PR #1909, opened 2017-10-31
Add structure exit extraction

jdmpapin:
After deleting edges from the control flow graph, there may be blocks, or structure subgraph nodes more generally, from which execution is guaranteed to exit a containing loop. A fresh structural analysis would consider such nodes to be outside the loop, which is preferable for the sake of later loop optimizations.

Setting aside the general benefit of smaller loops, leaving loop regions to hold onto nodes that don't belong can cause significant problems, such as versioning of checks that are guaranteed to fail.

This series of commits adds `TR_RegionStructure::extractUnconditionalExits`, which searches for nodes that no longer belong within loops, and pulls them out of those loops. This is not done as part of automatic structure repair, because it can be surprising and unwanted when the control flow graph is in an intermediate state. Currently this is done only at the end of value propagation.


jdmpapin:
Commit 9a2a33d is shared with #1908.

compiler/optimizer/Structure.cpp
```diff
@@ -184,7 +186,788 @@ void TR_RegionStructure::cleanupAfterEdgeRemoval(TR::CFGNode *node)
...
+      removeContentsFromRegion(initialStructure, region);
+
+      if (_trace && _comp->getOutFile() != NULL)
+         {
+         traceMsg(_comp, "Structure after moving node into parent:\n<structure>\n");
+         _comp->getDebug()->print(_comp->getOutFile(), _cfg->getStructure(), 0);
+         traceMsg(_comp, "</structure>\n");
+         }
+
+#ifdef DEBUG
```
andrewcraik: This looks loop invariant unless I am reading the nesting wrong - perhaps it should move out?

compiler/optimizer/Structure.cpp
```diff
@@ -184,7 +186,788 @@ void TR_RegionStructure::cleanupAfterEdgeRemoval(TR::CFGNode *node)
...
+
+   private:
+   typedef TR::typed_allocator<TR_Structure*, TR::Region&> StructureAlloc;
+   typedef std::vector<TR_Structure*, StructureAlloc> StructureVec;
+   typedef std::set<TR_Structure*, std::less<TR_Structure*>, StructureAlloc> StructureSet;
+
+   typedef TR::typed_allocator<TR::CFGEdge*, TR::Region&> EdgeVecAlloc;
+   typedef std::vector<TR::CFGEdge*, EdgeVecAlloc> EdgeVec;
+
+   typedef std::pair<TR_RegionStructure*, TR_BitVector> RcEntry;
```
andrewcraik: Any particular reason the TR_BitVectors are by value rather than just being allocated from the region and only storing the pointer to reduce copying?

jdmpapin: It just saves an indirection. [No bit vector contents are copied](https://github.com/jdmpapin/omr/blob/80480340ac05b8cd8da535e4843f452613e4aace/compiler/optimizer/Structure.cpp#L641-L644)

compiler/optimizer/Structure.cpp
jdmpapin: The value of `checkStructure` could be determined outside the loop, but I think it's clearer next to its use here, and the overhead of reading an option should be negligible in this context

vijaysun-omr:
@andrewcraik are you okay with this commit ?

compiler/optimizer/Structure.cpp
andrewcraik: Ok sounds good to me - thanks!

compiler/optimizer/Structure.cpp
andrewcraik: Given the distance from the loop header I can buy this - in general we do want to avoid having too many little things like this creep in since they do eventually add up. I do agree, however, in this situation the clarity probably warrants the current placement.

andrewcraik:
LGTM

andrewcraik:
@vijaysun-omr back to you

vijaysun-omr:
Looks okay to me.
● ● ● ● ●
● ASSIGNED TASK: What the task asks for is a word-for-word repeat of the lines above, from the first through the one containing "Setting aside the".

● TASK RESULT:
PR #1909, opened 2017-10-31
Add structure exit extraction

jdmpapin:
After deleting edges from the control flow graph, there may be blocks, or structure subgraph nodes more generally, from which execution is guaranteed to exit a containing loop. A fresh structural analysis would consider such nodes to be outside the loop, which is preferable for the sake of later loop optimizations.

Setting aside the general benefit of smaller loops, leaving loop regions to hold onto nodes that don't belong can cause significant problems, such as versioning of checks that are guaranteed to fail.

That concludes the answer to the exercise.